The idea that XMRV could be a kind of ‘puppet master’ (eg. Dr. Bell) that allows other infections such as EBV or HHV6 or Lyme or enterovirus to become exacerbated is generating discussion. Dr. Coffin suggested such in his article “A New Virus For Old Diseases”. Dr. Huber, a researcher studying endogenous viral elements in ME/CFS has suggested that XMRV might be able to unlock endogenous retroviral elements in our DNA. Based on the limited results from his clinic Dr. Cheney speculated XMRV could be a factor in autism and ADHD and (wondered about arthrits, asthma and cancer!). Dr. Mikovits has reported that XMRV can be found in autism and ‘atypical MS’ patients. Its all a bit overwhelming.
Autism – The Nevada Autism Commission revealed that 40% of a ‘small group of children’ with autism tested postive for XMRV. Dr. Mikovits verified this stating ” we have actually done some of these studies (in ASD children) and found the virus in a significant number of samples that we have tested for. It could be linked to a number of neuro-immune diseases, including autism” but that at best it would be one several factor that contributed to the disorder. Dr. Mikovits also speculated that the virus could be a factor in vaccination triggered autism.
Infectious mononucleosis – No one’s mentioned a key factor in many patients journey – infectious mononucleosis. Could an XMRV infection be a risk factor for getting infectious mononucleosis; ie. do people who get the more severe form of Epstein-Barr virus infection (infectious mononucleosis) rather than the less severe form (mild cold) tend to carry the XMRV virus?
When the Dubbo and Taylor groups dig into their samples they could show that XMRV is not restricted to the ME/CFS patients. It turns out that if you have infectious mononucleosis you also have an increased risk of coming down with multiple sclerosis and the WPI has already reported finding XMRV in ‘atypical’ MS patients. Could the scenario go – XMRV infection in childhood = increased risk of infectious mononucleosis = increased risk of ME/CFS or multiple sclerosis.
Other Diseases – ME/CFS is not the only disease with disabling fatigue, cognition problems, sleep problems, etc.
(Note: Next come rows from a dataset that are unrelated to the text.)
PR #339, opened 2022-04-09
implement DiscreteRanged for RangedDateTime

rksm:
This implements `DiscreteRanged` for `RangedDateTime` so that a date time range can be used for reverse coordinate mapping.

In particular, I stumbled across this when following the [wasm-demo](https://github.com/38/plotters/tree/master/examples/wasm-demo) whose plot functions return a reverse mapper (very useful!). `ChartContext::into_coord_trans` however does not work when using a DateTime range. This addition fixes that.

### DIFF
--- a/src/coord/ranged1d/types/datetime.rs
+++ b/src/coord/ranged1d/types/datetime.rs
@@ -655,6 +655,30 @@ where
     }
 }
 
+impl<DT> DiscreteRanged for RangedDateTime<DT>
+where
+    DT: Datelike + Timelike + TimeValue + Clone + PartialOrd,
+    DT: Add<Duration, Output = DT>,
+    DT: Sub<DT, Output = Duration>,
+    RangedDate<DT::DateType>: Ranged<ValueType = DT::DateType>,
+{
+    fn size(&self) -> usize {
+        ((self.1.clone() - self.0.clone()).num_milliseconds().max(-1) + 1) as usize
+    }
+
+    fn index_of(&self, value: &DT) -> Option<usize> {
+        let ret = (value.clone() - self.0.clone()).num_milliseconds();
+        if ret < 0 {
+            return None;
+        }
+        Some(ret as usize)
+    }
+
+    fn from_index(&self, index: usize) -> Option<DT> {
+        Some(self.0.clone() + Duration::milliseconds(index as i64))
+    }
+}
+
 /// The coordinate that for duration of time
 #[derive(Clone)]
 pub struct RangedDuration(Duration, Duration);


rksm:
Is there anything wrong with that change? Happy to address any concerns.

38:
Hi there, sorry for the delayed reply.

 I looked into the PR, it seems that the PR defines treat 1ms as a unit - this is very limited.

Also, I think what the PR is implementing is already possible with the plotters v0.3.1.

```rust

use plotters::prelude::*;
use chrono::{Utc, TimeZone, Duration};
fn main() {
    let back = SVGBackend::new("x.svg", (1024, 768));
    let mut root = back.into_drawing_area();

    let dt_range = Utc.ymd(2022, 1, 1).and_hms(0,0,0)..Utc.ymd(2022,1,1).and_hms(0,0,1);

    let mut c = ChartBuilder::on(&root)
        .set_left_and_bottom_label_area_size(50)
        .build_cartesian_2d(dt_range.step(Duration::milliseconds(1)), 0u32..10)
        .unwrap();

    c.configure_mesh().draw().unwrap();

    c.into_coord_trans();

}
```

Please let me know if this is not exactly what the PR is for.

Thanks!

rksm:
Hello, thanks for looking at this.

Here is the example that fails with plotters v0.3.1: https://github.com/rksm/plotters-canvas-test/blob/master/src/main.rs#L23

Running `cargo build --target wasm32-unknown-unknown` results in:

```
error[E0599]: the method `into_coord_trans` exists for struct `ChartContext<'_, CanvasBackend, Cartesian2d<RangedDateTime<chrono::DateTime<chrono::Utc>>, RangedCoordi32>>`, but its trait bounds were not satisfied
  --> src/main.rs:58:14
   |
58 |     Ok(chart.into_coord_trans())
   |              ^^^^^^^^^^^^^^^^ method cannot be called on `ChartContext<'_, CanvasBackend, Cartesian2d<RangedDateTime<chrono::DateTime<chrono::Utc>>, RangedCoordi32>>` due to unsatisfied trait bounds
   |
  ::: /Users/robert.krahn/.cargo/registry/src/github.com-1ecc6299db9ec823/plotters-0.3.1/src/coord/ranged2d/cartesian.rs:20:1
   |
20 | pub struct Cartesian2d<X: Ranged, Y: Ranged> {
   | -------------------------------------------- doesn't satisfy `_: ReverseCoordTranslate`
   |
   = note: the following trait bounds were not satisfied:
           `Cartesian2d<RangedDateTime<chrono::DateTime<chrono::Utc>>, RangedCoordi32>: ReverseCoordTranslate`
```

The MR fixes this.

> I looked into the PR, it seems that the PR defines treat 1ms as a unit - this is very limited.

Not quite sure what you mean. The MR implements the `RangedDateTime` on a millisecond resolution which seems reasonable to me. A nanosecond resolution might be an option.

Best,
Robert

38:
Hi Robert, sorry for the confusion. Two things,

First, the DiscreteRanged trait is particularly for the types that has well-defined discrete value on it, but DateTime doesn't have one conceptually. Also the PR only allows 1ms resolution, which may not be very useful in many use cases.

Second, there is more universal way to convert a continuous axis to discrete ones. As my example shown before, which means what you PR is implementing seems to equivalent to just call ```x_range.step(Duration::milliseconds(1))```

See  https://docs.rs/plotters/0.3.1/plotters/coord/combinators/trait.IntoLinspace.html#method.step for details about this API. And this is already living in v0.3.1. Hope this is helpful

Thanks!

38:
Just FYI, your example can be fixed in following way - You can also adjust the resolution by passing different duration to `step` method. 

```rust
use anyhow::Result;
use chrono::{prelude::*, Duration};
use plotters::prelude::*;
use plotters_canvas::CanvasBackend;
use wasm_bindgen::JsCast;
use web_sys::HtmlCanvasElement;

fn main() {
    console_error_panic_hook::set_once();

    let canvas = web_sys::window()
        .unwrap()
        .document()
        .unwrap()
        .get_element_by_id("canvas")
        .unwrap()
        .dyn_into::<HtmlCanvasElement>()
        .unwrap();

    let _tfm_fn = render_plot(canvas).unwrap();
}

fn render_plot(
    canvas: HtmlCanvasElement,
) -> Result<impl Fn((i32, i32)) -> Option<(DateTime<Utc>, i32)>> {
    let backend = match CanvasBackend::with_canvas_object(canvas) {
        None => return Err(anyhow::anyhow!("cannot init plotters canvas backend")),
        Some(backend) => backend,
    };

    let draw_area = backend.into_drawing_area();
    draw_area.fill(&WHITE)?;

    let x_range = Utc::now()..(Utc::now() + Duration::minutes(10));
    let y_range = 0i32..10i32;
    let data = (0..=10).map(|n| (Utc::now() + Duration::minutes(n as i64), n as i32));

    let mut chart = ChartBuilder::on(&draw_area)
        .margin(25u32)
        .caption("test plot", FontDesc::from(("sans-serif", 12.0)))
        .x_label_area_size(30u32)
        .y_label_area_size(30u32)
        .build_cartesian_2d(x_range.step(Duration::milliseconds(1)), y_range)?;

    chart.draw_series(LineSeries::new(data, RED))?;

    chart
        .configure_mesh()
        .x_labels(4)
        .y_labels(4)
        .x_label_formatter(&|x| x.format("%H:%M:%S %.3f").to_string())
        .draw()?;

    draw_area.present()?;

    Ok(chart.into_coord_trans())
}

```

rksm:
Thank you for providing the detailed explanation, much appreciated. I see your point now.

Issue #169, opened 2020-07-21
More shorthand functions and ergonomics


kangalioo:
### What is the feature ?
I'm trying out this library for the first time and there's some places where it would be delightful to have shorthand functions:
1. Shorthand functions for Pos: `Pos::top_right`, `Pos::bottom_right`, `Pos::bottom_center` etc..
2. Short way to set colors for components. Currently, lots of boilerplate is required for e.g. white-on-black plotos
    - a cool start would be to have IntoTextStyle implementation for `(FontFamily, T, RGBAColor)`
3. A direct way to create an RGBAColor
4. A more sensible default font size than one pixel [see here](https://docs.rs/plotters/0.2.15/src/plotters/style/font/font_desc.rs.html#128-132)
5. Common trait derives for RGBColor, i.e. Copy, Clone, Eq, PartialEq, Default, Hash
6. `From<RGBColor>` impl for RGBAColor
7. Expose BitMapBackendError to allow handling those errors

### Why this feature is useful and how people would use the feature ?
More shorthand functions and ergonomics are always good, I think

38:
Thanks for the suggestions and sorry for the delay. I haven't got a chance to look at the issue since a few month ago.

Most of suggestion seems really helpful, but I would like to understand more about few things: 


>     1. Shorthand functions for Pos: `Pos::top_right`, `Pos::bottom_right`, `Pos::bottom_center` etc..

What is this particularly for ? Since we have positioning enums used in both ChartBuilder and legends, which one are you referring or both?

Thanks!

38:
Just put the items here for tracking purposes. 


- [ ] Short way to set colors for components: e.g. IntoTextStyle implementation for `(FontFamily, T, RGBAColor)`

- [ ]  A direct way to create an RGBAColor
- [ ]  Default font size? (This might be a chance to revisit #73 ) 
- [ ] RGBColor should impl more traits 
- [ ] From<RGBColor> for RGBAColor
- [ ] BitmapBackendError visibility

kangalioo:
> > ```
> > 1. Shorthand functions for Pos: `Pos::top_right`, `Pos::bottom_right`, `Pos::bottom_center` etc..
> > ```
> 
> What is this particularly for ? Since we have positioning enums used in both ChartBuilder and legends, which one are you referring or both?

Looking back at it, I think I had in mind a shorthand for `Pos::new(HPos::XXX, VPos::XXX)`. So,

[...]

PR #359, opened 2022-06-06
Derive common traits for HSLColor and PaletteColor

### LINKED ISSUE #340: [Feature Request] Derive Copy for HSLColor
### What is the feature ?

Please, derive `Copy` (and, by extension, `Clone`) for `HSLColor`.

### Why this feature is useful and how people would use the feature ?

Currently, manipulating `HSLColor` is a burden, specially if it happens to be the type of a field of some struct. My entire struct looses the ability to be copied (or even cloned!). And it's completely unnecessary, given that `HSLColor` is a simple `struct` with just 3 `f64`.

Thanks in advance!

facorread:
Close #340
Addresses #169

Deriving common traits like `Clone`, `Copy`, `PartialEq`, `Debug`, and `Default` for structs `HSLColor` and `PaletteColor`. Similar work was previously done for `RGBColor` and `RGBAColor` in commit 8866f9e.

### DIFF
--- a/src/style/color.rs
+++ b/src/style/color.rs
@@ -77,6 +77,7 @@ impl Color for RGBAColor {
 }
 
 /// A color in the given palette
+#[derive(Copy, Clone, Eq, PartialEq, Hash, Debug, Default)]
 pub struct PaletteColor<P: Palette>(usize, PhantomData<P>);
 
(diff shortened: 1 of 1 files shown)


AaronErhardt (approved):

AaronErhardt:
Thanks!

Besides related diseases like fibromyalgia there are also a number of diseases which don’t appear to be related to chronic fatigue syndrome at all but which have subsets of patients who look very much like chronic fatigue syndrome patients. A significant subset of post-cancer patients, post ICU patients, post heart surgery patients, patients with liver disease and multiple sclerosis patients have a very CFS-like condition. Researchers have speculated that they are in fact chronic fatigue syndrome showing up in other diseases.
Still a Stress Trigger? What these conditions share is a stress trigger; whether it comes in the form of an infection, a physical trauma ( fibromyalgia), cancer treatment, surgery, etc. This, of course that the stress response plays a critical role in the development of this illness. Note that this does not at all conflict with any of the statements that Dr. Mikovits has made regarding possible triggers for XMRV activation; two of them she mentioned – cortisol and inflammatory cytokine levels – are increased during the stress response. Could the CFS-like post-cancer, post-ICU, MS patients, etc. patients be harboring the XMRV virus? The possibilites for this virus – at this very early stage when we don’t know much – appear to go on and on.
Why might retroviruses at least theoretically be able to trigger so much disturbance? Because we’re pretty much stuck with them; instead of eventually getting killed off in the body like other viruses they tend to linger in the body – i.e. they are chronic – and they can be pretty good (aka HIV) at creating a condition which other pathogens can take advantage of.
Let’s not forget , though, that most retroviruses are completely harmless. In fact our DNA is studded with the remnants of old retroviruses that have embedded themselves in our genome. Before we can get too excited we need evidence that this retrovirus is tied to the symptoms in chronic fatigue syndrome; i.e. the more retrovirus you have the sicker you are.
Dissenting Views – There is also some reason to believe that this virus might not be some sort of ‘Puppet Master’ that turns on a ‘viral cascade’ in patients. A study by Dr. Nicholson found that one virus does not appear to open the door to another virus in ME/CFS patients. Instead ME/CFS patients as a group tend to harbor one or another opportunistic viruses. Dr. Natelson reports finding very, very few viruses in the patients that he sees.
Reports from the WPI, on the other hand, mention finding dozens of different types of viral fragments in the sophisticated tests in chronic fatigue syndrome patients and very few in controls. Is technology the difference here? Or are these physicians looking at different types of patients? Clearly we’re still in the early stages of getting a clear picture of the viral component in this disorder.